When he got to the lake, there were indeed a huge number of birds. But Bill knew immediately that they were not Sandhill cranes. They were far too white. He figured they might be snow geese. And even though they weren’t as rare in that area, there were so many of them that they would still make an excellent picture and story. The picture should be as good as that of cranes, maybe better.

Bill wanted the perfect shot, so he started sneaking up on the birds. The going was not the easiest, carefully picking his way through the brush, but he was used to doing such things for his stories. He spent a long time, carefully working his way closer to the birds. But then, something made him reconsider what he was seeing. He was close enough to see their movements, but none seemed to be doing anything.

Bill pulled out his binoculars and had a good look. Sure enough, the birds were immobile. That was when he noticed that some were even in the act of taking off, but they, too, didn’t move. All the birds were decoys. But they were excellent decoys. They had fooled him and the person who had called the newspaper. And to add to that, there were hundreds of them. Usually, when a person sets out decoys, there are only a few.

Bill wondered why so many had been set out. Was it hunters or birders trying to draw snow geese in? But why would they need so many?

Bill debated taking a picture of them and trying to make a story, but he felt a little sheepish knowing he had spent so much time sneaking up on fakes. But he still wanted to have a picture he could take home.

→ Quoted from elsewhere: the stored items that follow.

PR #2961, opened 2025-10-29
Smallish fixes to public reset docs + updating a `foundDso` default

martinflorian-da:
Based on experience from the latest TestNet reset.

See for example https://github.com/DACH-NY/canton-network-internal/issues/2060


apps/sv/src/main/scala/org/lfdecentralizedtrust/splice/sv/config/SvAppConfig.scala
```diff
@@ -94,7 +94,7 @@ object SvOnboardingConfig {
       bootstrappingDump: Option[SvBootstrapDumpConfig] = None,
       initialPackageConfig: InitialPackageConfig = InitialPackageConfig.defaultInitialPackageConfig,
       initialTransferPreapprovalFee: Option[BigDecimal] = None,
-      initialFeaturedAppActivityMarkerAmount: Option[BigDecimal] = None,
+      initialFeaturedAppActivityMarkerAmount: Option[BigDecimal] = Some(BigDecimal(1.0)),
```
martinflorian-da, line 97: ugh sorry forgot that I also changed this; triggered CI now;

the context is that this is what we currently have on MainNet + there is no convenient way to override this default during deployment

isegall-da (approved):
Thank you

apps/sv/src/main/scala/org/lfdecentralizedtrust/splice/sv/config/SvAppConfig.scala
rautenrieth-da: I assume we don't need to mention this in release notes because it's always us founding networks?

martinflorian-da: Yeah I think no one will really care about this change... we're basically aligning the default with what we do on MainNet.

Bill knew there were some eagles and real snow geese in the area, so he went in search of them. Eventually, he found some eagles and got some beautiful pictures. As he was returning past the site of the decoys, he saw some movement among them. There were some men dressed in white walking between the decoys.

Bill thought this was his big chance. He could talk to the men and solve the mystery of why they had set out so many. He slowed his car, but something stopped him from talking to the men. Between him and where the men were was a pasture full of mean-looking bulls. He was curious about the birds, but he wasn’t interested enough to cross that field. So, Bill turned and headed home, a beautiful picture of an eagle on his camera for his news story.

And the mystery of the many decoys at the lake remained a mystery.